══ Data supplied

PR #2491, opened 2016-11-14
Fix list searching with additional scope

alxy:
Just becaue the ``searchScope`` is present, it shouldnt ignore the usual searching implementation at all. This fixes the mentionned issue.

### DIFF
--- a/modules/backend/widgets/Lists.php
+++ b/modules/backend/widgets/Lists.php
@@ -1185,10 +1185,9 @@ class Lists extends WidgetBase
                 $q->$scopeMethod($term);
             });
         }
-        else {
-            $searchMethod = $boolean == 'and' ? 'searchWhere' : 'orSearchWhere';
-            $query->$searchMethod($term, $columns, $this->searchMode);
-        }
+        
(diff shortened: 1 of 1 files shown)


daftspunk:
Need more information on this one. I think the original intent was for the search scope to supplement the search query.

Can you provide more detail about how you are using this and how it came about.

LukeTowers:
Closed as per discussion in IRC:
```
[16:20:07] +alxy:	If you define a custom search scope
[16:20:21] +alxy:	the default search features of october no longer work
[16:20:29] +alxy:	(searching all searchable columns)
[16:20:39] +alxy:	I have discussed this with spunky already and we fixed it
[16:20:47] +alxy:	the $term is now passed to the scope
[16:21:14] spunky:	So he can close it right?
[16:21:49] +alxy:	right
[16:21:58] spunky:	^^
[16:23:45] +alxy:	but still I think it would be nicer to apply both, the default behavior and the scope :p as it is really some kind of pain to get it working the way it works in october if you have many searchable columns and searchable relations
[16:23:53] +alxy:	however, I agree this is breaking
```

PR #2497, opened 2016-11-16
Allow combine scss files from command.

gpasztor87:


LukeTowers:
@daftspunk This cleans up some docblocks and adds support for compiling scss via command (support for compiling less via command already exists). Looks good to me

PR #2501, opened 2016-11-20
Support Bootstrap field error state

dshoreman:
Toggles the `has-error` class on the surrounding `.form-group` when a field has errors, allowing us to style the actual input as well as the error text.

### DIFF
--- a/modules/system/assets/js/framework.extras.js
+++ b/modules/system/assets/js/framework.extras.js
@@ -41,6 +41,8 @@
             $container = $('[data-validate-error]', $this),
             messages = [],
             $field
+        
+        $('.form-group.has-error', $this).removeClass('has-error')
 
         $.each(fields, function(fieldName, fieldMessages) {
             $field = $('[data-validate-for='+fieldName+']', $this)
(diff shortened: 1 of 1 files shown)


daftspunk:
While Bootstrap is the reference framework for the front-end, this assumption is too low level to be included in the framework.js, which needs to remain completely neutral.

For example, [Semantic UI uses `.grouped.fields.error` as its error classes](https://github.com/daftspunk/dry-ui/blob/master/js/form-tools.js#L8) and so we would need a way to support this as well.

The current implementation is simple enough to get by on, anything more complicated should probably use some simple JavaScript to make it happen. Eg:

```
$(window).on('ajaxInvalidField', function(event, fieldElement, fieldName, errorMsg, isFirst) {
    $(fieldElement).closest('.form-group').addClass('has-error');
});

$(document).on('ajaxPromise', '[data-request]', function() {
    $(this).closest('form').find('.form-group.has-error').removeClass('has-error');
});
```

Thoughts?

LukeTowers:
@daftspunk We should close this but add a note to the documentation about using such a method to accomplish the original goal of the pull request. Where do you think it'd be best located within the docs?

PR #2509, opened 2016-11-24
Add support for hasManyThrough in the RelationController

### LINKED ISSUE #2508: RelationController does not support hasManyThrough
##### Expected behavior
The relation controller should support the hasManyThrough relation as it does with the hasMany relation.

##### Actual behavior
Attempting to setup a hasManyThrough relation to use the relation controller will result in the error  `Call to render() on null $relationViewWidget` from `relationcontroller/partials/_view.htm`. This is caused because `$this->viewWidget` in the RelationController is set to null due to the `evalViewMode()` not returning a valid view mode for relationships of type hasManyThrough which further causes the `makeViewWidget` method to return null as well.

##### Reproduce steps
Setup a hasManyThrough relationship on your model, and then set it up to use the relation controller using standard practice. Render the relationcontroller through `$this->relationRender('name_of_your_hasManyThrough_relationship')` in a partial field and then you will see the error occur. As a side note, do not use the name of the relationship for the name of the field or else you will run into a separate issue, that of the `HasManyThrough` not having a `getSimpleValue` method.

##### October build
october dev-develop

LukeTowers:
Fixes #2508 by setting the view mode for `hasManyThrough` relationships to `multi` just like that of `hasMany` relationships.

### DIFF
--- a/modules/backend/behaviors/RelationController.php
+++ b/modules/backend/behaviors/RelationController.php
@@ -1402,6 +1402,7 @@ class RelationController extends ControllerBehavior
             case 'morphToMany':
             case 'morphedByMany':
             case 'belongsToMany':
+            case 'hasManyThrough':
                 return 'multi';
 
             case 'hasOne':


daftspunk:
Looks good, however it will need a usage example in the [test plugin](https://github.com/daftspunk/oc-test-plugin) to prove it works.

LukeTowers:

════

_The problem_
Everything in the listing above needs to be copied exactly.

_Answer to this task_
PR #2491, opened 2016-11-14
Fix list searching with additional scope

alxy:
Just becaue the ``searchScope`` is present, it shouldnt ignore the usual searching implementation at all. This fixes the mentionned issue.

### DIFF
--- a/modules/backend/widgets/Lists.php
+++ b/modules/backend/widgets/Lists.php
@@ -1185,10 +1185,9 @@ class Lists extends WidgetBase
                 $q->$scopeMethod($term);
             });
         }
-        else {
-            $searchMethod = $boolean == 'and' ? 'searchWhere' : 'orSearchWhere';
-            $query->$searchMethod($term, $columns, $this->searchMode);
-        }
+        
(diff shortened: 1 of 1 files shown)


daftspunk:
Need more information on this one. I think the original intent was for the search scope to supplement the search query.

Can you provide more detail about how you are using this and how it came about.

LukeTowers:
Closed as per discussion in IRC:
```
[16:20:07] +alxy:	If you define a custom search scope
[16:20:21] +alxy:	the default search features of october no longer work
[16:20:29] +alxy:	(searching all searchable columns)
[16:20:39] +alxy:	I have discussed this with spunky already and we fixed it
[16:20:47] +alxy:	the $term is now passed to the scope
[16:21:14] spunky:	So he can close it right?
[16:21:49] +alxy:	right
[16:21:58] spunky:	^^
[16:23:45] +alxy:	but still I think it would be nicer to apply both, the default behavior and the scope :p as it is really some kind of pain to get it working the way it works in october if you have many searchable columns and searchable relations
[16:23:53] +alxy:	however, I agree this is breaking
```

PR #2497, opened 2016-11-16
Allow combine scss files from command.

gpasztor87:


LukeTowers:
@daftspunk This cleans up some docblocks and adds support for compiling scss via command (support for compiling less via command already exists). Looks good to me

PR #2501, opened 2016-11-20
Support Bootstrap field error state

dshoreman:
Toggles the `has-error` class on the surrounding `.form-group` when a field has errors, allowing us to style the actual input as well as the error text.

### DIFF
--- a/modules/system/assets/js/framework.extras.js
+++ b/modules/system/assets/js/framework.extras.js
@@ -41,6 +41,8 @@
             $container = $('[data-validate-error]', $this),
             messages = [],
             $field
+        
+        $('.form-group.has-error', $this).removeClass('has-error')
 
         $.each(fields, function(fieldName, fieldMessages) {
             $field = $('[data-validate-for='+fieldName+']', $this)
(diff shortened: 1 of 1 files shown)


daftspunk:
While Bootstrap is the reference framework for the front-end, this assumption is too low level to be included in the framework.js, which needs to remain completely neutral.

For example, [Semantic UI uses `.grouped.fields.error` as its error classes](https://github.com/daftspunk/dry-ui/blob/master/js/form-tools.js#L8) and so we would need a way to support this as well.

The current implementation is simple enough to get by on, anything more complicated should probably use some simple JavaScript to make it happen. Eg:

```
$(window).on('ajaxInvalidField', function(event, fieldElement, fieldName, errorMsg, isFirst) {
    $(fieldElement).closest('.form-group').addClass('has-error');
});

$(document).on('ajaxPromise', '[data-request]', function() {
    $(this).closest('form').find('.form-group.has-error').removeClass('has-error');
});
```

Thoughts?

LukeTowers:
@daftspunk We should close this but add a note to the documentation about using such a method to accomplish the original goal of the pull request. Where do you think it'd be best located within the docs?

PR #2509, opened 2016-11-24
Add support for hasManyThrough in the RelationController

### LINKED ISSUE #2508: RelationController does not support hasManyThrough
##### Expected behavior
The relation controller should support the hasManyThrough relation as it does with the hasMany relation.

##### Actual behavior
Attempting to setup a hasManyThrough relation to use the relation controller will result in the error  `Call to render() on null $relationViewWidget` from `relationcontroller/partials/_view.htm`. This is caused because `$this->viewWidget` in the RelationController is set to null due to the `evalViewMode()` not returning a valid view mode for relationships of type hasManyThrough which further causes the `makeViewWidget` method to return null as well.

##### Reproduce steps
Setup a hasManyThrough relationship on your model, and then set it up to use the relation controller using standard practice. Render the relationcontroller through `$this->relationRender('name_of_your_hasManyThrough_relationship')` in a partial field and then you will see the error occur. As a side note, do not use the name of the relationship for the name of the field or else you will run into a separate issue, that of the `HasManyThrough` not having a `getSimpleValue` method.

##### October build
october dev-develop

LukeTowers:
Fixes #2508 by setting the view mode for `hasManyThrough` relationships to `multi` just like that of `hasMany` relationships.

### DIFF
--- a/modules/backend/behaviors/RelationController.php
+++ b/modules/backend/behaviors/RelationController.php
@@ -1402,6 +1402,7 @@ class RelationController extends ControllerBehavior
             case 'morphToMany':
             case 'morphedByMany':
             case 'belongsToMany':
+            case 'hasManyThrough':
                 return 'multi';
 
             case 'hasOne':


daftspunk:
Looks good, however it will need a usage example in the [test plugin](https://github.com/daftspunk/oc-test-plugin) to prove it works.

LukeTowers:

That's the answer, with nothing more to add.